When responding, copy every record below exactly as it appears.

(Recorded information begins)

PR #145, opened 2024-02-17
[postgres] Refactor out call to `ParseValue`

nathan-artie:
Copied `ParseValue` https://github.com/artie-labs/transfer/blob/33b404f72a33c6577403728a8fe39570aa0ef558/lib/typing/typing.go#L102 to a temporary package and then slowly refactored it out. The resulting logic should be identical to what we had before. Please review each commit individually to ensure no subtle errors were introduced.


lib/postgres/temp/parse_value.go
```diff
@@ -0,0 +1,87 @@
...
+import (
+	"reflect"
+	"strings"
+
+	"github.com/artie-labs/transfer/lib/typing"
+	"github.com/artie-labs/transfer/lib/typing/decimal"
+	"github.com/artie-labs/transfer/lib/typing/ext"
+)
+
+func ParseValue(settings typing.Settings, key string, optionalSchema map[string]typing.KindDetails, val interface{}) typing.KindDetails {
```
nathan-artie, line 12: Copied this from https://github.com/artie-labs/transfer/blob/33b404f72a33c6577403728a8fe39570aa0ef558/lib/typing/typing.go#L102 - the only changes are adding `typing.` to the types.

lib/postgres/scan.go
```diff
@@ -105,18 +105,13 @@ func scanTableQuery(args scanTableQueryArgs) (string, error) {
...
-	}
-
-	kindDetails := typing.ParseValue(typing.Settings{}, col.Name, optionalSchema, val)
-	switch kindDetails.Kind {
-	case typing.String.Kind, typing.Struct.Kind, typing.ETime.Kind:
+func shouldQuoteValue(col schema.Column) bool {
+	kindDetail := pgDebezium.ColumnToField(col).ToKindDetails()
+	switch kindDetail.Kind {
+	case typing.Invalid.Kind:
+		slog.Warn("Could not determine data type for column", slog.String("colName", col.Name))
```
Tang8330, line 112: Invalid should be false.

lib/postgres/scan.go
```diff
@@ -105,18 +105,13 @@ func scanTableQuery(args scanTableQueryArgs) (string, error) {
...
+		return true
+	case typing.String.Kind, typing.Struct.Kind, typing.ETime.Kind, typing.EDecimal.Kind:
```
Tang8330, line 114: EDecimal?

lib/postgres/scan.go
nathan-artie: That would change the behavior of this function as we currently quote invalid kinds.
When a kind is invalid:
- `pgDebezium.ColumnToField(col).ToKindDetails()` returns an invalid kind
- `optionalSchema` is then empty
-  The call to `ParseValue` ignores `optionalSchema` and hits the `case string:` block
- The `case string:` block returns either `ETime`, `Struct`, or `String`, all of which are quoted

lib/postgres/scan.go
nathan-artie: Yep, currently if we have a `EDecimal` in `optionalSchema`: 
- when we call `ParseValue` we hit https://github.com/artie-labs/transfer/blob/33b404f72a33c6577403728a8fe39570aa0ef558/lib/typing/typing.go#L112
- we then call `ParseValue` again this time passing in `nil` for `optionalSchema`
- we then hit the `case string:` block in `ParseValue`
- The `case string`: block returns either `ETime`, `Struct`, or `String`, all of which are quoted

lib/postgres/scan.go
Tang8330: Why would it hit string?

lib/postgres/scan.go
Tang8330: It wouldn't hit this? https://github.com/artie-labs/transfer/blob/cdf82a6e5b2ff966aeb1e1468fd149dc27417c21/lib/typing/typing.go#L157-L161

lib/postgres/scan.go
nathan-artie: Because the `val` argument we're passing to `ParseValue` is always a string when we call it from this function.

lib/postgres/scan.go
nathan-artie: The `val` argument we're passing to `ParseValue` is always a string when we call it from this function.

nathan-artie: This happens because we we're always storing primary keys as strings.

lib/postgres/scan.go
nathan-artie: This happens because we we're always storing primary keys as strings.

Tang8330 (approved):
sgtm

PR #147, opened 2024-02-18
[postgres] Modify `shouldQuoteValue` to check types directly

nathan-artie:
Based on https://github.com/artie-labs/reader/pull/145 I determined that the `val` passed to `shouldQuoteValue` is extraneous. Instead of the complexity of:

(Recorded information ends)

Expected answer:
PR #145, opened 2024-02-17
[postgres] Refactor out call to `ParseValue`

nathan-artie:
Copied `ParseValue` https://github.com/artie-labs/transfer/blob/33b404f72a33c6577403728a8fe39570aa0ef558/lib/typing/typing.go#L102 to a temporary package and then slowly refactored it out. The resulting logic should be identical to what we had before. Please review each commit individually to ensure no subtle errors were introduced.


lib/postgres/temp/parse_value.go
```diff
@@ -0,0 +1,87 @@
...
+import (
+	"reflect"
+	"strings"
+
+	"github.com/artie-labs/transfer/lib/typing"
+	"github.com/artie-labs/transfer/lib/typing/decimal"
+	"github.com/artie-labs/transfer/lib/typing/ext"
+)
+
+func ParseValue(settings typing.Settings, key string, optionalSchema map[string]typing.KindDetails, val interface{}) typing.KindDetails {
```
nathan-artie, line 12: Copied this from https://github.com/artie-labs/transfer/blob/33b404f72a33c6577403728a8fe39570aa0ef558/lib/typing/typing.go#L102 - the only changes are adding `typing.` to the types.

lib/postgres/scan.go
```diff
@@ -105,18 +105,13 @@ func scanTableQuery(args scanTableQueryArgs) (string, error) {
...
-	}
-
-	kindDetails := typing.ParseValue(typing.Settings{}, col.Name, optionalSchema, val)
-	switch kindDetails.Kind {
-	case typing.String.Kind, typing.Struct.Kind, typing.ETime.Kind:
+func shouldQuoteValue(col schema.Column) bool {
+	kindDetail := pgDebezium.ColumnToField(col).ToKindDetails()
+	switch kindDetail.Kind {
+	case typing.Invalid.Kind:
+		slog.Warn("Could not determine data type for column", slog.String("colName", col.Name))
```
Tang8330, line 112: Invalid should be false.

lib/postgres/scan.go
```diff
@@ -105,18 +105,13 @@ func scanTableQuery(args scanTableQueryArgs) (string, error) {
...
+		return true
+	case typing.String.Kind, typing.Struct.Kind, typing.ETime.Kind, typing.EDecimal.Kind:
```
Tang8330, line 114: EDecimal?

lib/postgres/scan.go
nathan-artie: That would change the behavior of this function as we currently quote invalid kinds.
When a kind is invalid:
- `pgDebezium.ColumnToField(col).ToKindDetails()` returns an invalid kind
- `optionalSchema` is then empty
-  The call to `ParseValue` ignores `optionalSchema` and hits the `case string:` block
- The `case string:` block returns either `ETime`, `Struct`, or `String`, all of which are quoted

lib/postgres/scan.go
nathan-artie: Yep, currently if we have a `EDecimal` in `optionalSchema`: 
- when we call `ParseValue` we hit https://github.com/artie-labs/transfer/blob/33b404f72a33c6577403728a8fe39570aa0ef558/lib/typing/typing.go#L112
- we then call `ParseValue` again this time passing in `nil` for `optionalSchema`
- we then hit the `case string:` block in `ParseValue`
- The `case string`: block returns either `ETime`, `Struct`, or `String`, all of which are quoted

lib/postgres/scan.go
Tang8330: Why would it hit string?

lib/postgres/scan.go
Tang8330: It wouldn't hit this? https://github.com/artie-labs/transfer/blob/cdf82a6e5b2ff966aeb1e1468fd149dc27417c21/lib/typing/typing.go#L157-L161

lib/postgres/scan.go
nathan-artie: Because the `val` argument we're passing to `ParseValue` is always a string when we call it from this function.

lib/postgres/scan.go
nathan-artie: The `val` argument we're passing to `ParseValue` is always a string when we call it from this function.

nathan-artie: This happens because we we're always storing primary keys as strings.

lib/postgres/scan.go
nathan-artie: This happens because we we're always storing primary keys as strings.

Tang8330 (approved):
sgtm

PR #147, opened 2024-02-18
[postgres] Modify `shouldQuoteValue` to check types directly

nathan-artie:
Based on https://github.com/artie-labs/reader/pull/145 I determined that the `val` passed to `shouldQuoteValue` is extraneous. Instead of the complexity of:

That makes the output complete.